PR #234, opened 2021-12-06
move GCS (and future AWS) dependencies into separate paths

jonmolle:
- Not all EDPs/MPs will want to run on any specific cloud
- This means that unused libraries can be ignored, rather than required
for generic installations
- DefaultStorageFactories renamed to ExampleStorageFactories as it is
only used by example code
- Example code moved into a deployment subdirectory, again, to more
easily isolate optional dependencies.

If we want a default, I recommend we either keep GCS and S3 lines commented out or to only include filesystem and reference the example.

---
This change is [Reviewable](https://reviewable.io/reviews/world-federation-of-advertisers/panel-exchange-client/234)


efoxepstein (approved):
Awesome! Much tidier!

> Reviewed 12 of 12 files at r1, all commit messages.
> *[Reviewable](https://reviewable.io/reviews/world-federation-of-advertisers/panel-exchange-client/234#-:-MqGBpz11d6OFT2DNTc_:b4176ck)* status: :shipit: complete! all files reviewed, all discussions resolved (waiting on @stevenwarejones and @yunyeng)

yunyeng (approved):

PR #236, opened 2021-12-08
Fix logic bug in EventDataPreprocessor.

efoxepstein:
The bug is that the raw identifier is used to form the AES key used to encrypt each event. The correct value to use to form the AES key is the encrypted (but not hashed) identifier.

---
This change is [Reviewable](https://reviewable.io/reviews/world-federation-of-advertisers/panel-exchange-client/236)


stevenwarejones (approved):
> Reviewed 3 of 3 files at r1, all commit messages.
> *[Reviewable](https://reviewable.io/reviews/world-federation-of-advertisers/panel-exchange-client/236)* status: :shipit: complete! all files reviewed, all discussions resolved (waiting on @efoxepstein)

PR #253, opened 2021-12-23
Add maven deploy

stevenwarejones:
This change is [Reviewable](https://reviewable.io/reviews/world-federation-of-advertisers/panel-exchange-client/253)


SanjayVas (changes requested):
> Reviewed 6 of 7 files at r2, all commit messages.
> *[Reviewable](https://reviewable.io/reviews/world-federation-of-advertisers/panel-exchange-client/253)* status: 6 of 7 files reviewed, 5 unresolved discussions (waiting on @efoxepstein and @stevenwarejones)

___
*[maven.bazelrc, line 4 at r2](https://reviewable.io/reviews/world-federation-of-advertisers/panel-exchange-client/253#-Mrc_ny58p-pNmpMn7ve:-Mrc_jIJ534VxQe3Dw6W:bi766g1) ([raw file](https://github.com/world-federation-of-advertisers/panel-exchange-client/blob/71dad771e488cbdfde7a39418ace20cfe72a97ac/maven.bazelrc#L4)):*
> ```
> 
> # Since we don't bundle in libc, we should build on an older but still supported LTS Ubuntu.
> build:maven --host_platform=//build/platforms:ubuntu_18_04
> ```

This is an attestation of what environment you're building on. I don't think it'd be clear to the caller that by using the `maven` configuration, you're attesting that you're building on Ubuntu 18.04. Contrast this with say the `container` config, which is explicitly tied to a specific container image.

I would move this line out of this bazelrc and into publish.yml.
___
*[.github/workflows/publish.yml, line 21 at r2](https://reviewable.io/reviews/world-federation-of-advertisers/panel-exchange-client/253#-MrcbUAL6NFjFYMnyQgl:-MrcbUAL6NFjFYMnyQgm:b-kwyc2) ([raw file](https://github.com/world-federation-of-advertisers/panel-exchange-client/blob/71dad771e488cbdfde7a39418ace20cfe72a97ac/.github/workflows/publish.yml#L21)):*
> ```YAML
> jobs:
>   publish:
>     # We run on an older LTS Ubuntu since libc is not bundled into the jar.
> ```

nit: Can libc ever be bundled in? My understanding was the whole reason libc on Linux causes headaches is that it must be specifically compiled to the distribution version, so you can't statically link or bundle it.

Therefore I think this description is inaccurate, and is really just meeting the host platform requirement for building our image targets.



_Code quote:_
```YAML
since libc is not bundled into the jar.
```
___
*[.github/workflows/publish.yml, line 35 at r2](https://reviewable.io/reviews/world-federation-of-advertisers/panel-exchange-client/253#-MrcpJ_895WlIWw_8y2s:-MrcpJ_895WlIWw_8y2t:b-6vjehy) ([raw file](https://github.com/world-federation-of-advertisers/panel-exchange-client/blob/71dad771e488cbdfde7a39418ace20cfe72a97ac/.github/workflows/publish.yml#L35)):*
> ```YAML
>       - name: Publish packages
>         run: |
>           bazel build \
> ```

You'll probably want to use `bazelisk` rather than `bazel` just to make sure that `.bazelversion` is properly handled.



_Code quote:_
```YAML
bazel
```
___
*[.github/workflows/publish.yml, line 38 at r2](https://reviewable.io/reviews/world-federation-of-advertisers/panel-exchange-client/253#-Mrcjo4z2n84mOBZurvp:-Mrcjo4z2n84mOBZurvq:br93plc) ([raw file](https://github.com/world-federation-of-advertisers/panel-exchange-client/blob/71dad771e488cbdfde7a39418ace20cfe72a97ac/.github/workflows/publish.yml#L38)):*
> ```YAML
>             --config=maven \
>             //src/main/kotlin/org/wfanet/panelmatch/client/deploy:DeployJar_deploy.jar
>           mvn deploy:deploy-file \
> ```

The normal way to deploy to a Maven repository with Bazel would be using a [`java_export`](https://github.com/bazelbuild/rules_jvm_external#publishing-to-external-repositories) target. Can you explain why you can't do that here?

e.g. defining said target and just `bazel run`ning it from here.
___
*[src/main/kotlin/org/wfanet/panelmatch/client/deploy/BUILD.bazel, line 87 at r2](https://reviewable.io/reviews/world-federation-of-advertisers/panel-exchange-client/253#-MrcgpnT8GHq1BqAW3bg:-MrcgpnT8GHq1BqAW3bh:b-k3352x) ([raw file](https://github.com/world-federation-of-advertisers/panel-exchange-client/blob/71dad771e488cbdfde7a39418ace20cfe72a97ac/src/main/kotlin/org/wfanet/panelmatch/client/deploy/BUILD.bazel#L87)):*
> ```Starlark
> 
> java_binary(
>     name = "DeployJar",
> ```

nit: maybe a better name to avoid overloading the deploy JAR concept that already exists for rules_java? Any Java binary target has an implicit "<name>_deploy.jar" output (as you're already using) which is referred to as a deploy JAR. This means that the regular output of this target named "DeployJar" would not actually be a deploy JAR by that definition.



_Code quote:_
```Starlark
DeployJar
```

stevenwarejones (commented):
> *[Reviewable](https://reviewable.io/reviews/world-federation-of-advertisers/panel-exchange-client/253)* status: 6 of 7 files reviewed, 5 unresolved discussions (waiting on @efoxepstein, @SanjayVas, and @stevenwarejones)

___
*[.github/workflows/publish.yml, line 21 at r2](https://reviewable.io/reviews/world-federation-of-advertisers/panel-exchange-client/253#-MrcbUAL6NFjFYMnyQgl:-MrcqAlx-WxCel-Yi3v2:bowg7qt) ([raw file](https://github.com/world-federation-of-advertisers/panel-exchange-client/blob/71dad771e488cbdfde7a39418ace20cfe72a97ac/.github/workflows/publish.yml#L21)):*

nit: Can libc ever be bundled in? My understanding was the whole reason libc on Linux causes headaches is that it must be specifically compiled to the distribution version, so you can't statically link or bundle it.

Therefore I think this description is inaccurate, and is really just meeting the host platform requirement for building our image targets.
</blockquote></details>

we could use a musl distribution. This is what rust does. But, you are right that bundling libc is a pain. Not sure the best way to capture all that in a comment.

SanjayVas (commented):
> *[Reviewable](https://reviewable.io/reviews/world-federation-of-advertisers/panel-exchange-client/253)* status: 6 of 7 files reviewed, 5 unresolved discussions (waiting on @efoxepstein and @stevenwarejones)

___
*[.github/workflows/publish.yml, line 21 at r2](https://reviewable.io/reviews/world-federation-of-advertisers/panel-exchange-client/253#-MrcbUAL6NFjFYMnyQgl:-Mrd2X-JE_gSWUvtHm2g:b8ifojt) ([raw file](https://github.com/world-federation-of-advertisers/panel-exchange-client/blob/71dad771e488cbdfde7a39418ace20cfe72a97ac/.github/workflows/publish.yml#L21)):*

we could use a musl distribution. This is what rust does. But, you are right that bundling libc is a pain. Not sure the best way to capture all that in a comment.
</blockquote></details>

Switching to use musl would not be trivial, and I'm not sure we'd even want to. We have chosen a base image (distroless) that uses glibc, and we're just making sure we're meeting the build requirements for targeting that image.

That said, distroless Java is now based on the current Debian stable (bullseye) which has glibc 2.31. Therefore, I think we could switch to Ubuntu 20.04 (focal) here. We just need to make sure to correctly inform Bazel of this via `--host_platform`.

efoxepstein (approved):
> Reviewed 7 of 7 files at r2, all commit messages.
> *[Reviewable](https://reviewable.io/reviews/world-federation-of-advertisers/panel-exchange-client/253)* status: all files reviewed, 5 unresolved discussions (waiting on @stevenwarejones)

stevenwarejones (commented):
> *[Reviewable](https://reviewable.io/reviews/world-federation-of-advertisers/panel-exchange-client/253)* status: 3 of 7 files reviewed, 5 unresolved discussions (waiting on @efoxepstein and @SanjayVas)

___
*[maven.bazelrc, line 4 at r2](https://reviewable.io/reviews/world-federation-of-advertisers/panel-exchange-client/253#-Mrc_ny58p-pNmpMn7ve:-MsaCLfl8R2VHVRId6pr:b-896fix) ([raw file](https://github.com/world-federation-of-advertisers/panel-exchange-client/blob/71dad771e488cbdfde7a39418ace20cfe72a97ac/maven.bazelrc#L4)):*

This is an attestation of what environment you're building on. I don't think it'd be clear to the caller that by using the `maven` configuration, you're attesting that you're building on Ubuntu 18.04. Contrast this with say the `container` config, which is explicitly tied to a specific container image.

I would move this line out of this bazelrc and into publish.yml.
</blockquote></details>

Done.
___
*[.github/workflows/publish.yml, line 21 at r2](https://reviewable.io/reviews/world-federation-of-advertisers/panel-exchange-client/253#-MrcbUAL6NFjFYMnyQgl:-MsaCRoWDID5bPiO6ILr:b-cceej0) ([raw file](https://github.com/world-federation-of-advertisers/panel-exchange-client/blob/71dad771e488cbdfde7a39418ace20cfe72a97ac/.github/workflows/publish.yml#L21)):*

Switching to use musl would not be trivial, and I'm not sure we'd even want to. We have chosen a base image (distroless) that uses glibc, and we're just making sure we're meeting the build requirements for targeting that image.

That said, distroless Java is now based on the current Debian stable (bullseye) which has glibc 2.31. Therefore, I think we could switch to Ubuntu 20.04 (focal) here. We just need to make sure to correctly inform Bazel of this via `--host_platform`.
</blockquote></details>

I agree that switching to musl is non-trivial. I'm just saying there are methods to de-bundle libc. I re-wrote the comment. lmk if that fits better.

Additionally, I'd prefer to use an older version than 20.04. It will link and require a newer version of libc than some clients might support.
___
*[.github/workflows/publish.yml, line 35 at r2](https://reviewable.io/reviews/world-federation-of-advertisers/panel-exchange-client/253#-MrcpJ_895WlIWw_8y2s:-MsaF9au4mn8qORAMUNG:b-896fix) ([raw file](https://github.com/world-federation-of-advertisers/panel-exchange-client/blob/71dad771e488cbdfde7a39418ace20cfe72a97ac/.github/workflows/publish.yml#L35)):*

You'll probably want to use `bazelisk` rather than `bazel` just to make sure that `.bazelversion` is properly handled.
</blockquote></details>

Done.
___
*[.github/workflows/publish.yml, line 38 at r2](https://reviewable.io/reviews/world-federation-of-advertisers/panel-exchange-client/253#-Mrcjo4z2n84mOBZurvp:-MsaITkF83PfCNanlFJP:buxxn2v) ([raw file](https://github.com/world-federation-of-advertisers/panel-exchange-client/blob/71dad771e488cbdfde7a39418ace20cfe72a97ac/.github/workflows/publish.yml#L38)):*

The normal way to deploy to a Maven repository with Bazel would be using a [`java_export`](https://github.com/bazelbuild/rules_jvm_external#publishing-to-external-repositories) target. Can you explain why you can't do that here?

e.g. defining said target and just `bazel run`ning it from here.
</blockquote></details>

How would bazel read in the maven_coordinates from github in this case? I guess we could generate a rule that creates it from the environment variable. I'm not sure that is so much better than this. Wdyt?
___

■ TASK DESCRIPTION
Return exactly the opening lines of the listing above, ending with the line that has "Awesome! Much tidier!".

■ WRITTEN RESPONSE
PR #234, opened 2021-12-06
move GCS (and future AWS) dependencies into separate paths

jonmolle:
- Not all EDPs/MPs will want to run on any specific cloud
- This means that unused libraries can be ignored, rather than required
for generic installations
- DefaultStorageFactories renamed to ExampleStorageFactories as it is
only used by example code
- Example code moved into a deployment subdirectory, again, to more
easily isolate optional dependencies.

If we want a default, I recommend we either keep GCS and S3 lines commented out or to only include filesystem and reference the example.

---
This change is [Reviewable](https://reviewable.io/reviews/world-federation-of-advertisers/panel-exchange-client/234)


efoxepstein (approved):
Awesome! Much tidier!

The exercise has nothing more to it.